Minger’in veba kadar emperyalist güçlere karşı bağımsızlık savaşı, Kolağası Kâmil’in önderliğinde Cumhuriyeti ilan etmesiyle sınırlı kalmıyor benzerlikler. Padişah tarafından bir gemiyle Minger’e gönderilmesi, postane baskını sonrası çekilen fotoğraflarla yeni bir ulus tarihin yaratılması, o günün bayram olarak kutlanması, Kolağası Kâmil’in ölümünden sonra başkent Arkaz’ın her yanından görünen anıt mezarın yapılması gibi pek çok ortak nokta bulmak mümkün.
‘YENİ BİR TARİH GÖRÜŞÜ ANLATMAK EDEBİYAT PROGRAMINDA YOK’ DEMİŞTİ
Peki bu benzerlikleri Orhan Pamuk niye kullanmıştı romanında? Amacı neydi?
Bu sorunun cevabını Hürriyet’te yayımlanan röportajımızda şöyle vermişti Orhan Pamuk: “Evet, kitabımda ulus devletlerin oluşumu var. Bunu daha önce ‘Veba Geceleri’ni okuyanlar da bana söylediler. Evet, alegorik bir yanı var ama anlatılan bir tek Türkiye Cumhuriyeti devletinin hikâyesi değil. Oradaki ulusal devletin kuruluşu bize biraz benziyor, biraz da benzemiyor... Osmanlı devletinin küllerinin içinden son 90 yılda irili ufaklı pek çok ulusal devlet kuruldu. Arnavutluk en son kurulanı. Unutmayalım, ulusal devletlerin kuruluşunda sömürge karşıtı bir kahraman çıkar ve birbirine benzer şeyler yaşanır. Bu birbirine benzer şeylerin ortalaması benim yazdığım.”
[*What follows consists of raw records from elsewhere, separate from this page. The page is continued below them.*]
PR #1010, opened 2026-06-23
feat(cli): root-level shorthand for capsule CLI verbs

### LINKED ISSUE #1008: feat(cli): root-level shorthand for capsule CLI verbs (astrid <verb>)
# feat(cli): root-level shorthand for capsule CLI verbs (`astrid <verb>`)

> Repo: `unicity-astrid/astrid` (core) — crate `astrid-cli`.
> Parent: #961. Sibling issues referenced under **Scope boundaries** and **Dependencies & ordering**.

## Summary

`astrid capsule <verb> [args…]` already dispatches a capsule-contributed CLI verb
(`[[command]]` with `kind = "cli"`) to its providing capsule over IPC. This issue adds a
**root-level shorthand** so the same verb is reachable as `astrid <verb> [args…]` — e.g.
`astrid models list` instead of `astrid capsule models list`, and `astrid identity-export …`
instead of `astrid capsule identity-export …`.

`astrid capsule <verb>` stays as the canonical, unshadowable form; the root shorthand is a
convenience that resolves through the **exact same** daemon-backed resolution path. Built-in root
subcommands always win — a capsule can never shadow a built-in or intercept a mistyped built-in.

A **typo guard** preserves today's helpful behaviour: an unrecognised root token that is *close to*
a built-in (e.g. `astrid statsuss`) must emit a clap-style "did you mean `status`?" and exit
**without booting the daemon**, exactly as clap does today. Only a token that is *not* a near-miss
of any built-in is routed to the daemon for capsule-verb resolution.

This is a **generic mechanism**. It does not add the `models` verb (owned by the registry capsule,
sibling **3-registry**) and does not touch the HTTP gateway (sibling **2-gateway-api**). It
immediately benefits every existing capsule CLI verb (e.g. `identity-export`).

## Motivation

- **Ergonomics / scriptability parity with `gh`, `git`, `kubectl`.** Those tools let a plugin/extension
  verb be invoked at the root (`gh pr`, `git lfs`, `kubectl krew`) while keeping a canonical
  namespaced form. Astrid already commits to a "system verbs stay bare" philosophy
  (`crates/astrid-cli/src/main.rs:7-9`: "System verbs (`status`, `start`, `stop`, `ps`, `top`) stay
  as bare verbs for speed"). Capsule verbs deserve the same shorthand.
- **Programmatic integration.** Sibling **3-registry** exposes `astrid models {list,current,set,unset}`.
  Integrators will reach for `astrid models …` first; without this mechanism only the longer
  `astrid capsule models …` works.
- The resolution machinery already exists and is principal-scoped
  (`crates/astrid-cli/src/commands/capsule_verb.rs`); this issue only adds a second **entry point**
  into it plus a typo guard.

## Current behaviour (FILE:LINE)

All anchors verified at HEAD `3fb75db` on this checkout.

1. **Capsule verbs are reachable only under `astrid capsule …`.** The external-subcommand catch-all
   lives on the **`CapsuleCommands`** enum, not the root:
   - `crates/astrid-cli/src/cli.rs:386-395` — `#[command(external_subcommand)] External(Vec<String>)`
     on `CapsuleCommands`, with the doc-comment explaining built-ins shadow capsule verbs.
   - `crates/astrid-cli/src/dispatch.rs:260` — `CapsuleCommands::External(tokens) =>
     commands::capsule_verb::run_external(tokens).await`.
   - There is **no** `external_subcommand` on the root `Commands` enum today. Verified:
     `grep -rn "external_subcommand" crates/astrid-cli/src/` returns exactly one hit, `cli.rs:394`.

2. **The root `Commands` enum** (`crates/astrid-cli/src/cli.rs:92-282`) declares every built-in verb
   (`Chat`, `Run`, `Agent`, `Group`, `Caps`, `Quota`, `Invite`, `Keypair`, `PairDevice`, `Secret`,
   `Voucher`, `Trust`, `Audit`, `Budget`, `Session`, `Capsule`, `Mcp`, `Distro`, `Build`, `Init`,
   `Config`, `Wit`, `Gc`, `Start`, `Status`, `Stop`, `Restart`, `Logs`, `Ps`, `Top`, `Who`, `Doctor`,
   `Setup`, `Version`, `Completions`, `Update`). It is attached to `Cli` as
   `command: Option<Commands>` (`cli.rs:88-89`).

3. **An unknown root token is a clap error today, with suggestions, before any daemon contact.**
   `crates/astrid-cli/src/main.rs:49` calls `cli::Cli::parse()`. With no root `external_subcommand`,
   clap rejects an unrecognised first token (`astrid statuss`) by printing an "error: unrecognized
   subcommand … a similar subcommand exists: `status`" message and exiting the process *inside*
   `parse()` — `dispatch::dispatch` is never reached, the daemon is never started. **This behaviour
   must be preserved for built-in typos.**

4. **Resolution path to be reused** (`crates/astrid-cli/src/commands/capsule_verb.rs`):
   - `run_external(tokens: Vec<String>) -> Result<ExitCode>` (line 82) — first token is the verb,
     the rest are forwarded verbatim.
   - `match_verb(verb, &[CommandInfo]) -> VerbMatch` (line 61) — pure; filters to
     `kind == CommandKind::Cli && name == verb`; returns `One{provider,…}` / `None` / `Ambiguous`.
   - `resolve_commands()` (line 160) — `daemon::ensure_daemon("capsule")`, connects a `SocketClient`
     **bound to `crate::principal::current()`** (lines 171-174, RBAC scoping), sends
     `KernelRequest::GetCommands`, returns `Vec<CommandInfo>`.
   - `execute(provider, verb, &args)` (line 200) — publishes `cli.v1.command.run.<provider>`, awaits
     `cli.v1.command.result.<req_id>` with a 30s budget, renders, exits with the capsule's code.

5. **Reserved-name enforcement already exists** (defence in depth):
   - `crates/astrid-core/src/kernel_api.rs:205-208` — `RESERVED_CAPSULE_VERBS` = `["new","install",
     "update","list","remove","tree","deps","build","config","show","run","help"]`. **Note:** this
     list covers only `astrid capsule` built-in *sub*-verbs, **not** the root built-ins (`status`,
     `agent`, `mcp`, …). See **Threat model**.
   - `crates/astrid-capsule/src/discovery.rs:63-88` — `validate_cli_verb_name` rejects a `kind="cli"`
     command whose name is in `RESERVED_CAPSULE_VERBS` at manifest parse time (fail closed,
     `discovery.rs:82-86`).
   - `crates/astrid-cli/src/cli.rs:508-527` — `reserved_verbs_match_clap_subcommands` pins every
     `CapsuleCommands` clap variant name into `RESERVED_CAPSULE_VERBS`.

6. **Runtime introspection of built-in names is available.** `Cli::command()` (clap
   `CommandFactory`, already used at `crates/astrid-cli/src/commands/completions.rs:50`:
   `let mut cmd = Cli::command();`) yields a `clap::Command` whose `.get_subcommands()` enumerates the
   declared built-in subcommand names. `strsim` (clap's own suggestion crate) is already in
   `Cargo.lock`.

### 1. Add a root external-subcommand catch-all

In `crates/astrid-cli/src/cli.rs`, on the **root `Commands` enum** (the one ending at `cli.rs:282`
with `Update(UpdateArgs)`), add a final variant mirroring the existing `CapsuleCommands` one:

```rust
    /// Root shorthand for a capsule-provided CLI verb: `astrid <verb> [args…]`.
    ///
    /// Clap matches every declared variant above before falling through to
    /// this catch-all, so a capsule verb can never shadow a built-in. The
    /// canonical, unshadowable form remains `astrid capsule <verb>`.
    /// An unrecognised token that is a near-miss of a built-in is rejected
    /// with a "did you mean …?" hint *before* the daemon is contacted (see
    /// `dispatch`); only a non-near-miss token reaches capsule resolution.
    #[command(external_subcommand)]
    External(Vec<String>),
```

Constraints (clap 4.5, `derive`+`env`):
- The variant **must** be a single-field tuple over `Vec<String>` — clap's `external_subcommand`
  contract; identical to the existing `CapsuleCommands::External(Vec<String>)`.
- Global flags (`--verbose`, `--format`, `--principal`, `-p/--prompt`, …) are still parsed when they
  precede the verb; the first *non-flag* unrecognised token and everything after it land in the
  `Vec<String>`. Do **not** add `args_conflicts_with_subcommands`, `subcommand_required`, or a root
  positional — none exist today (`grep` confirms only `trailing_var_arg` at `cli.rs:383`, inside
  `CapsuleCommands::Run`), and adding them would break the existing no-subcommand interactive path
  (`dispatch.rs:121-129`) and the bare-prompt path (`dispatch.rs:62-84`).
- This intentionally **changes clap's default**: an unknown root token is no longer a clap parse
  error — it becomes `Commands::External([token, …])`. Clap's built-in "did you mean" engine no
  longer fires for root tokens, which is exactly why the typo guard below is mandatory.

### 2. Add a pure typo-guard function

New module `crates/astrid-cli/src/commands/verb_suggest.rs` (or a `pub(crate)` fn beside
`capsule_verb`), with **no daemon dependency**:

```rust
/// Closest built-in subcommand name to `token`, if one is "close enough"
/// to be a probable typo. Pure over `(token, builtin_names)` so it is
/// unit-testable without a daemon or clap context.
///
/// Returns `Some(builtin)` when the nearest built-in is within an edit
/// distance the user almost certainly meant (Damerau/Levenshtein ≤ a
/// length-scaled threshold; mirror clap's own heuristic — `strsim` is
/// already a transitive dep). Returns `None` when nothing is close, so
/// the caller routes the token to capsule-verb resolution.
pub(crate) fn nearest_builtin<'a>(token: &str, builtin_names: &[&'a str]) -> Option<&'a str>;
```

Implementation notes:
- Threshold must err **toward routing to the daemon** (return `None`) when uncertain, so that a real
  capsule verb that merely *rhymes* with a built-in is not stolen by the guard. A conservative rule:
  treat as a typo only when the best edit distance is `≤ max(2, len/3)` **and** the token is not an
  exact match of any built-in (an exact match can't reach here — clap consumed it). Pick the
  lowest-distance built-in; break ties alphabetically for determinism.
- The built-in name list is supplied by the caller, derived once from `Cli::command()` (see step 3),
  so the function never re-derives clap state and stays trivially testable with a literal slice.

### 3. Route the root `External` in dispatch with the typo guard in front

In `crates/astrid-cli/src/dispatch.rs`, add a `Some(Commands::External(tokens))` arm to
`dispatch_subcommand` (the `match command` at `dispatch.rs:111`). Before contacting the daemon:

```rust
        Some(Commands::External(tokens)) => {
            let verb = tokens.first().map(String::as_str).unwrap_or("");
            let builtins = builtin_subcommand_names(); // from Cli::command().get_subcommands()
            if let Some(suggestion) = commands::verb_suggest::nearest_builtin(verb, &builtins) {
                eprintln!(
                    "{}",
                    theme::Theme::error(&format!(
                        "unrecognized subcommand '{verb}'\n\n\
                         \tDid you mean '{suggestion}'?"
                    ))
                );
                // Exit WITHOUT booting the daemon — mirrors today's clap error.
                return Ok(ExitCode::from(2));
            }
            // Not a near-miss → genuine capsule-verb shorthand.
            commands::capsule_verb::run_external(tokens).await
        },
```

- `builtin_subcommand_names()` is a small helper that calls `Cli::command()` and collects
  `.get_subcommands().map(|s| s.get_name())`. It must **exclude** the `External` catch-all itself
  (clap reports it with an empty/placeholder name — filter empties). Do this once; it allocates a
  `Vec<String>`; borrow `&[&str]` into `nearest_builtin`.
- Exit code **2** for the typo path matches clap's `ErrorKind` convention for usage errors (clap
  exits `2` on `InvalidSubcommand`), keeping script behaviour stable vs. today.
- The happy path delegates to the **unchanged** `run_external` — no new IPC, principal scoping, or
  rendering logic. `run_external` already binds `principal::current()` (`capsule_verb.rs:171-174`),
  so the shorthand inherits the same RBAC scoping as `astrid capsule <verb>`.

### 4. Precedence & co-existence (no new code, assert in tests)

- `astrid capsule <verb>` (`CapsuleCommands::External`, `cli.rs:394`) is **unchanged** and remains the
  canonical form.
- Built-in root verbs win automatically: clap matches declared `Commands` variants before the
  `external_subcommand` catch-all (same guarantee the existing `CapsuleCommands` doc-comment at
  `cli.rs:386-393` relies on). `astrid status`, `astrid mcp serve`, etc. continue to dispatch to
  their built-ins; they never reach `run_external`.

## Acceptance criteria

- [ ] `astrid <verb> [args…]` resolves a `kind="cli"` capsule verb through the same
      `capsule_verb::run_external` path as `astrid capsule <verb>` (same provider resolution, same
      `cli.v1.command.run.<provider>` dispatch, same principal scoping, same exit-code mapping).
- [ ] `astrid capsule <verb>` continues to work identically; both forms co-exist.
- [ ] Every built-in root verb still dispatches to its built-in (verified for at least
      `status`, `mcp serve`, `capsule list`, `version`) and never reaches `run_external`.
- [ ] An unrecognised root token that is a near-miss of a built-in (`astrid statuss`,
      `astrid agnet`) prints a "did you mean '<builtin>'?" message and exits **2** **without** booting
      the daemon (no socket connection, no `ensure_daemon`).
- [ ] An unrecognised root token that is **not** a near-miss (`astrid identity-export`,
      `astrid models`) is routed to daemon-backed capsule resolution (and, if no capsule provides it,
      produces `run_external`'s existing "Unknown capsule command" + available-list output, exit 1 —
      `capsule_verb.rs:100-107`).
- [ ] `nearest_builtin` is a pure function over `(token, &[&str])` with no daemon/clap dependency.
- [ ] CHANGELOG.md updated under `[Unreleased]`.
- [ ] `cargo test --workspace` passes; no new clippy warnings under the crate's `#![deny(clippy::all)]`.

## Tests (named regression tests)

Each test fails on `main` before the change.

In `crates/astrid-cli/src/commands/verb_suggest.rs` (`#[cfg(test)] mod tests`):

- `nearest_builtin_flags_obvious_builtin_typo` — `nearest_builtin("statuss", &BUILTINS)` →
  `Some("status")`; `nearest_builtin("agnet", &BUILTINS)` → `Some("agent")`. Fails today (function
  does not exist).
- `nearest_builtin_passes_through_real_capsule_verb` — `nearest_builtin("identity-export", &BUILTINS)`
  → `None` and `nearest_builtin("models", &BUILTINS)` → `None` (neither is within the typo threshold
  of any built-in), so the dispatcher routes them to the daemon instead of hijacking them.
- `nearest_builtin_exact_builtin_is_not_a_suggestion` — `nearest_builtin("status", &BUILTINS)` →
  `None` (an exact built-in never reaches the guard via clap; the function must not treat distance-0
  as a typo). Guards against accidentally short-circuiting a name clap already handled.
- `nearest_builtin_is_deterministic_on_ties` — a token equidistant from two built-ins returns the
  alphabetically-first, so script output is stable.

In `crates/astrid-cli/src/cli.rs` (`#[cfg(test)] mod tests`, alongside the existing
`reserved_verbs_match_clap_subcommands`):

- `root_external_subcommand_captures_unknown_verb` — using `Cli::try_parse_from(["astrid",
  "frobnicate", "--flag", "x"])`, assert the parse yields `Some(Commands::External(v))` with
  `v == ["frobnicate", "--flag", "x"]`. Fails today (no root `external_subcommand`; clap errors).
- `root_builtin_wins_over_external` — `Cli::try_parse_from(["astrid", "status"])` parses to
  `Some(Commands::Status)`, **not** `External`. Pins precedence so a future refactor can't let the
  catch-all swallow a built-in.
- `builtin_subcommand_names_excludes_external_placeholder` — assert the names harvested from
  `Cli::command().get_subcommands()` (the list fed to `nearest_builtin`) contains `status`/`agent`
  but contains no empty string and no `External`-placeholder entry, so the guard never "suggests" the
  catch-all itself.

> If the typo-guard wiring inside `dispatch_subcommand` is hard to test without a daemon, the
> load-bearing logic is already extracted into the pure `nearest_builtin` and the clap parse tests
> above; the dispatch arm is a thin call into them. No daemon-backed integration test is required for
> this issue.

## Threat model / security

The shorthand is a second **entry point** into an already principal-scoped resolution path; it adds
no new authority. Specific concerns:

1. **A capsule must not shadow a built-in root verb.** Clap matches declared `Commands` variants
   before the `external_subcommand` catch-all, so `astrid status` can never reach a capsule even if a
   capsule declares a `status` CLI verb. **Gap to note in the PR:** `RESERVED_CAPSULE_VERBS`
   (`kernel_api.rs:205-208`) only lists `astrid capsule` *sub*-verbs; it does **not** list the root
   built-ins (`status`, `agent`, `mcp`, …). A capsule *can* therefore declare a `kind="cli"` verb
   named `status`. That verb stays invisible at the **root** (clap's built-in `Status` wins) but is
   still reachable as `astrid capsule status` and `astrid capsule run <provider> status`. This is the
   pre-existing, documented contract — the root shorthand does **not** regress it (the built-in still
   wins at the root). **This issue must not silently expand `RESERVED_CAPSULE_VERBS` to root names**;
   doing so would break existing capsules and belongs in its own change if desired. The residual,
   accepted tradeoff: a **future** core built-in added to `Commands` will start shadowing a capsule's
   root shorthand of the same name. This is acceptable because `astrid capsule <verb>` remains the
   stable, unshadowable fallback — call this out explicitly in the PR description.

2. **A capsule must not intercept a mistyped built-in.** The typo guard runs **before** any daemon
   contact: a token close to a built-in is rejected with a suggestion and never published to the bus,
   so a capsule cannot register a near-miss verb (`statuss`) to harvest fat-fingered admin commands.
   The guard's bias-toward-`None` only widens what reaches the daemon for *non*-near-miss tokens; it
   never narrows the built-in protection.

3. **No privilege change on the resolution path.** `run_external` already binds the connection to
   `principal::current()` (`capsule_verb.rs:171-174`) and stamps the principal on the `GetCommands`
   and `run` messages, so the shorthand enumerates and dispatches capsule verbs under the invoking
   identity — never the `default`/admin principal a nil/unstamped message would fall back to. The
   shorthand reuses this verbatim; it must not introduce a separate, unbound `SocketClient`.

4. **Daemon-boot avoidance for typos is a DoS/UX property, not just cosmetics.** Keeping the
   "did you mean" path daemon-free means a typo storm (or a tab-completion misfire) cannot
   repeatedly auto-start the daemon (`daemon::ensure_daemon`, `capsule_verb.rs:162`).

## Scope boundaries

In scope (this issue, `core` / `crates/astrid-cli` only):
- Root `external_subcommand` catch-all on `Commands` (`cli.rs`).
- Pure `nearest_builtin` typo guard + its wiring in `dispatch_subcommand` (`dispatch.rs`).
- Tests above; CHANGELOG entry.

Explicitly **not** in this issue:
- The `models` verb and any registry-side selection logic — **out of scope, owned by sibling
  `3-registry`** (`unicity-astrid/capsule-registry`). This issue is a generic mechanism; it ships and
  is tested against existing capsule verbs (e.g. `identity-export`) with no `models` dependency.
- The HTTP / gateway mirror of capsule-verb invocation — **out of scope, owned by sibling
  `2-gateway-api`** (`unicity-astrid/astrid`, gateway crate).
- Any change to `RESERVED_CAPSULE_VERBS` or to whether root built-in names are reserved against
  capsules — **out of scope** (see Threat model #1); the root built-in already wins structurally.
- The `react`-side model plumbing and registry contract honouring — **out of scope, parent #961 /
  sibling registry issues.**

## Dependencies & ordering

- **Depends on:** nothing. This is a self-contained `astrid-cli` change and can land independently of
  the registry and gateway siblings. It does not modify any WIT, IPC contract, or kernel code — no
  RFC required.
- **Unblocks / enables:** sibling `3-registry`'s `astrid models …` becomes reachable as the root
  shorthand the moment the registry ships its `kind="cli"` `models` verb. Any current/future capsule
  CLI verb (e.g. `identity-export`) gains the shorthand for free.
- **Parent:** #961.

joshuajbouw:
## Linked Issue

Closes #1008

## Summary

Adds a root-level shorthand so a capsule-contributed `kind = "cli"` verb is reachable as `astrid <verb> [args…]` (e.g. `astrid identity-export …`, and `astrid models …` once the registry ships it) — the same convenience `gh`/`git`/`kubectl` give their plugin verbs. `astrid capsule <verb>` stays the canonical, unshadowable form. The shorthand is a second entry point into the **unchanged**, principal-scoped resolution path (`commands::capsule_verb::run_external`); it adds no new authority, no new IPC, and no WIT change.

## Changes

- **Root `external_subcommand` catch-all** (`cli.rs`): a final `Commands::External(Vec<String>)` variant mirroring the existing `CapsuleCommands::External`. Clap matches every declared built-in variant before the catch-all, so a capsule can never shadow a built-in (`status`, `mcp serve`, `version`, …) at the root.
- **Pure typo guard** (`commands/verb_suggest.rs`): `nearest_builtin(token, &[&str])` — Levenshtein `≤ max(2, len/3)`, exact matches and empty tokens excluded, ties broken alphabetically for deterministic output. No daemon/clap dependency.
- **Dispatch wiring** (`dispatch.rs`): the root `External` arm runs the guard *before* any daemon contact. A near-miss of a built-in (`astrid statuss`) prints "did you mean 'status'?" and exits **2 without booting the daemon**; a non-near-miss (`astrid identity-export`) is forwarded to `run_external`. Built-in names are harvested once from `Cli::command()`, filtering the empty `External` placeholder.

## Security notes

- A capsule cannot shadow a built-in root verb — clap structurally prefers declared variants; this PR does **not** regress that and deliberately does **not** expand `RESERVED_CAPSULE_VERBS` to root names (that would break existing capsules and belongs in its own change). The root built-in already wins structurally.
- A capsule cannot intercept a mistyped built-in — the typo guard runs before any bus publish, so a near-miss verb is never routed to the daemon and exits without booting it (a DoS/UX property, not just cosmetic).
- No privilege change: the shorthand reuses `run_external`, which binds `principal::current()` and stamps it on `GetCommands`/`run` — same RBAC scoping as `astrid capsule <verb>`.
- **Accepted residual tradeoff:** a *future* core built-in added to `Commands` will begin shadowing a capsule's root shorthand of the same name. Acceptable because `astrid capsule <verb>` remains the stable, unshadowable fallback.

## Verification

- Code: `cargo test --workspace` passes (the only failures observed locally are two gateway TLS integration tests that bind ephemeral TCP ports, which the local sandbox blocks — they pass with the sandbox disabled and are unrelated to this change). No new clippy warnings under `--workspace --all-features -D warnings`.
- New regression tests (each fails on `main`): `verb_suggest` unit tests (`nearest_builtin_flags_obvious_builtin_typo`, `_passes_through_real_capsule_verb`, `_exact_builtin_is_not_a_suggestion`, `_is_deterministic_on_ties`, plus an empty-token guard) and clap parse tests in `cli.rs` (`root_external_subcommand_captures_unknown_verb`, `root_builtin_wins_over_external`, `builtin_subcommand_names_excludes_external_placeholder`).

## Review fixes

Addressed a review finding that the `BUILTINS` slice backing the `nearest_builtin` typo-guard unit tests had drifted from the real root subcommand set: it omitted `pair-device` and the `self-update` alias. The slice now lists both, and a new `builtins_slice_matches_clap_subcommands` test diffs it against the live `Cli::command()` tree (primary names plus invocable aliases) so it can no longer silently drift when a root subcommand is added or renamed. This is a test-fidelity fix only - production still harvests builtins dynamically from `Cli::command()`.

## Rebase

Rebased onto current `origin/main` (now at the gateway agent-loop-readiness feature, #1007). The only conflict was `CHANGELOG.md`, where both `[Unreleased]` sections added entries; resolved by keeping both (main's readiness entry and this branch's CLI-shorthand entry). The CLI code does not overlap with main's changes. `build` / `clippy --workspace --all-features -D warnings` / `test --workspace` all green afterward (modulo the two known sandbox-only ephemeral-port TLS tests).

## Checklist

- [x] Linked to an issue


joshuajbouw:
Folded in the triaged review findings:

- **Perf (Copilot):** `nearest_builtin` re-collected the typed token into a `Vec<char>` on every loop iteration (inside `levenshtein`). The token's chars are now collected once before the loop and reused across every built-in comparison via a char-slice `levenshtein_chars`. Behaviour is identical — all six `verb_suggest` unit tests (tie-break determinism, exact-match, empty-token, pass-through) pass unchanged.
- **Doc (Copilot):** softened the `builtin_subcommand_names` doc that said "harvested once" while rebuilding the clap tree per call. Took the cheap correct option: a CLI process dispatches a single command and exits, so the lone caller invokes it at most once per process — the doc now states it is built fresh and no caching is warranted, rather than adding a `OnceLock` that would never pay off in a single-shot process.

- **False positive confirmed (Copilot, cli.rs:~553):** the claim that the `Commands::External` (`Vec<String>`) vs `vec!["frobnicate", ...]` (`Vec<&str>`) assertion "won't compile" is incorrect. `Vec<String>: PartialEq<Vec<&str>>` holds via the stdlib blanket `impl<A: PartialEq<B>, B> PartialEq<Vec<B>> for Vec<A>` combined with `String: PartialEq<&str>`. `root_external_subcommand_captures_unknown_verb` compiles and passes — no change made.

Full `-p astrid` suite green (255 passed).

joshuajbouw:
Folded the second-round re-review findings on this branch:

**Folded (correctness):** The production typo guard `builtin_subcommand_names()` in `crates/astrid-cli/src/dispatch.rs` harvested only primary subcommand names, omitting invocable aliases like `self-update` (an alias of `update`). So a mistyped alias (`self-updte`) matched no near-miss and got routed to the daemon as a capsule verb instead of suggesting "did you mean 'self-update'?". It now harvests every alias via `get_all_aliases()` alongside the primary name and de-duplicates through a `BTreeSet`. Added three regression tests against the real production harvest: one asserts `self-update` is present, one asserts the empty catch-all placeholder is filtered, and an end-to-end one asserts `nearest_builtin("self-updte")` returns `Some("self-update")` without daemon contact. I verified the two alias-targeting tests fail when the harvest drops aliases, so they're genuine regression guards.

**Folded (perf):** `verb_suggest::nearest_builtin` now reuses a single `Vec<char>` buffer across the per-name levenshtein collect (`.clear()` + `extend`) instead of allocating a fresh vector per built-in.

**Dismissed:** The flagged assertion in `cli.rs` comparing `Commands::External(Vec<String>)` to a `vec!["frobnicate", ...]` of `&str` is not a bug — `Vec<String>: PartialEq<Vec<&str>>` makes it compile and pass. To stop the recurring re-flag I rewrote the assertion to compare owned `String`s explicitly; it's a readability change, not a fix.

Build green, clippy clean on all touched files, targeted tests pass. (The branch already had pre-existing `--all-targets` clippy lints in unrelated test modules — `tui/state.rs`, `daemon_control.rs`, `logs.rs`, `quota.rs`, `distro/validate.rs` — from a newer clippy toolchain; those are out of scope for this fold and untouched.)

joshuajbouw:
Folded the two perf nits from the bot review:

- `nearest_builtin` is now generic over `S: AsRef<str>`, so `dispatch_root_shorthand` passes the harvested `Vec<String>` of builtin names directly — dropping the intermediate `Vec<&str>` re-collection on the hot path. The returned `&str` borrows from the input slice; the existing `&str`-literal test slices still satisfy `AsRef<str>` unchanged.
- The Levenshtein rolling rows are now sized to `min(a, b) + 1` by driving the DP with the shorter string. Levenshtein is symmetric, so swapping which string indexes the rows leaves every distance identical, and the single-buffer reuse from 1f34381 is preserved. Added a `levenshtein_is_symmetric` regression test.

Both changes are behaviour-preserving — suggestions and edit distances are unchanged. `cargo build`, `cargo clippy --workspace --all-features -D warnings`, and `cargo test -p astrid` (259 passed, incl. the new symmetry test) are all green.

joshuajbouw:
Rebased onto current origin/main to resolve a CHANGELOG `[Unreleased]` conflict — kept both entries (main's readiness entry and this branch's CLI-shorthand entry); the CLI code did not overlap. Build / clippy --all-features / test all green afterward (new tip 2bb5be1).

Bu cevap Orhan Pamuk’un romanında Türkiye Cumhuriyeti’nin kuruluşunu ve kurucusu Mustafa Kemal Atatürk’ü isim vermeden mizahi bir şekilde küçümsediğini düşünenlere ne kadar inandırıcı gelir bilemiyorum. Kemal Tahir’in romancılığını çok sevdiğini söyleyen Pamuk “Ama kumpas araştırmak, tarihte bir sır bulmak ya da yeni bir tarih görüşü anlatmak benim edebiyat programımda yok” demişti.
Romanlarında resmi tarihe karşı tezler savunan Kemal Tahir’e yazdıklarının ne kadar gerçek olduğunu sorduklarında “Evet, gerçek ama roman gerçeği” cevabını vermişti.
Bakalım bu cevap Orhan Pamuk’un üzerini veba perdesiyle örttüğü tarihi romanını koruyabilecek mi?